190 types de bacs différents

Sur le terrain, le passage aux petits emballages ne va pas forcément de soi. Sur le site Renault de Douai (Nord), le nombre des emballages a augmenté au même rythme que la diversité des pièces : 20 % à l'atelier de montage, par exemple. Les petits emballages, quant à eux, ont vu leur utilisation exploser : leur nombre est ainsi passé de 13 000 à 40 700 lorsque l'ancienne Scenic a été remplacée par le nouveau modèle au printemps 2003. Le constructeur se retrouve donc confronté à un problème de gestion des bacs dans la mesure où il fait face, sur ce site, à 190 types de bacs différents ! En bout de chaîne, il faut pas moins de 50 personnes pour trier les bacs vides par type de flux... En revanche, ces petits emballages ont facilité l'organisation des bords de chaîne. Ils sont désormais transportés sur des bases roulantes reliées entre elles par un attelage, au même titre que les bagages dans une gare ou sur un aéroport. Chaque base peut transporter 12 à 15 bacs. Un train est composé de 5 à 6 bases. Et pas moins de 2 000 trains circulent ainsi sur le site tous les jours.

A Sandouville (Seine-Maritime), autre usine du constructeur automobile, Xavier Lhors, responsable du service des méthodes logistiques, voit surtout dans ce passage aux petits emballages une tentative de massification des flux. « Avant, la logistique s'effectuait avec un car à fourches et un stock de pièces qui prenait beaucoup de place. Avec l'augmentation de la diversité des véhicules, il s'agit de mettre un maximum de pièces en bord de chaîne », explique-t-il. Le site a ainsi amorcé sa transition vers les petits emballages avec les familles de pièces les plus diversifiées, comme l'ébénisterie ou les projecteurs, pour ensuite étendre le système aux autres familles. Mais, ici aussi, se pose l'épineux problème du tri des bacs vides.
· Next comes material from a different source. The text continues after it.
PR #6302, opened 2023-06-13
Fix error checking inside Request utility func

bbrks:
If `http.NewRequest` returns `nil, err` we don't know and panic when trying to do `request.RequestURI`


torcolvin (commented):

70 % d'emballages standards

Tous les constructeurs automobiles mais aussi les équipementiers sont aujourd'hui face à cette logique des petits contenants, initiée par les industriels japonais. Chez Ford Aquitaine Industrie, une usine de fabrication de transmissions automatiques pour le marché américain, « tous les packagings doivent tenir deux heures de production », explique Pierre Chevron, directeur financier et de la logistique. Chez PSA, qui n'a pas tenu à s'exprimer sur le sujet, on sait que ce passage a été plus tardif que chez Renault mais qu'il est en cours de réalisation. Et son rapprochement avec Toyota pour la mise en route d'une usine commune en Tchéquie va sans doute accélérer le processus. Enfin, chez Toyota, leader incontesté en matière de logistique de flux, le principe des petits contenants est appliqué en Grande-Bretagne depuis dix ans et mis en place en France sur le site de Onnaing (Nord) en 2001 lors de la sortie de la Yaris. Ici, le concept du petit emballage standard est poussé à son maximum. « 70 % des pièces passent par du standard », indique Alain Bouvet, responsable de la logistique.